| AVS 63rd International Symposium & Exhibition | |
| Biomaterial Interfaces | Monday Sessions |
| Session BI+AS-MoM |
| Session: | Biomolecules and Cells at Interfaces |
| Presenter: | Thaddeus Golbek, Oregon State University |
| Authors: | T.W. Golbek, Oregon State University J. Franz, Department of Molecular Spectroscopy, Max Planck Institute for Polymer Research, Mainz, Germany J.E. Fowler, Oregon State University K.F. Schilke, Oregon State University T. Weidner, Department of Molecular Spectroscopy, Max Planck Institute for Polymer Research, Mainz, Germany J.E. Baio, Oregon State University |
| Correspondent: | Click to Email |
Cationic amphiphilic peptides have been engineered to target both Gram-positive and Gram-negative bacteria while avoiding lysis of other cell types.
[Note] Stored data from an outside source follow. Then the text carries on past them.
PR #22948, opened 2024-06-07
[native] Correct the cumulative memory usage calculation

xiaoxmeng:
```
== NO RELEASE NOTE ==
```

### DIFF
--- a/presto-native-execution/presto_cpp/main/PrestoTask.cpp
+++ b/presto-native-execution/presto_cpp/main/PrestoTask.cpp
@@ -561,7 +561,7 @@ void PrestoTask::updateMemoryInfoLocked(
   const double sinceLastPeriodMs = currentTimeMs - lastTaskStatsUpdateMs;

However, the exact mechanism of how these peptides target, bind, and disrupt bacterial cell membranes is not understood. One specific peptide that has been shown to selectively capture bacteria is WLBU2 (sequence RRWVRRVRRWVRRVVRVVRRWVRR). It has been suggested that WLBU2 activity stems from the fact that when interacting with bacterial cell membranes the peptide assumes an α-helical structure and inserts itself into the membrane. To test this hypothesis, we applied sum frequency generation (SFG) spectroscopy and surface tensiometry to probe the peptide-lipid-air interface and identify the structure and monitor the interaction of WLBU2 with two model lipid monolayers that mimic mammalian and bacterial cell membranes. Model mammalian cell membranes were built upon zwitterionic 1,2-dipalmitoyl-sn-glycero-3-phosphocholine (DPPC) lipids while bacterial cell membranes were constructed with negatively charged 1,2-dimyristoyl-sn-glycero-3-phospho-(1’-rac-glycerol) (DMPG) lipids. The rate at which the surface pressure reaches equilibrium is 4.3 times faster for WLBU2 interacting with the negatively charged DMPG lipid monolayer than with the zwitterionic DPPC lipid monolayer. This observed WLBU2 binding affinity preference to negatively charged membranes is likely due to electrostatic interactions between positively charged amino acids within the peptide and negatively charged lipids. SFG studies at the peptide-lipid-air interface demonstrate that binding of WLBU2 induces increased lipid monolayer order. A larger increase in acyl chain order from 2.2 to 3.4 determined by the ratio of the CD3 symmetric (2075 cm-1) and CD2 symmetric (2100 cm-1) peak amplitudes suggest that WLBU2 is found at the surface of the zwitterionic phospholipid monolayer and not inserted. The amide I region SFG spectrum of WLBU2 interacting with the zwitterionic lipid monolayer shows two peaks near 1642 cm-1 and 1678 cm-1 indicative of an inactive β-sheet structure. A peak near 1651 cm-1 for WLBU2 interacting with negatively charged lipids is assigned to an active α-helix structure. Altogether, we demonstrate that WLBU2 shows a higher binding affinity to bacterial cell membranes and is in an active α-helix structure, alternatively in the presence of mammalian cell membranes in an inert β-sheet structure.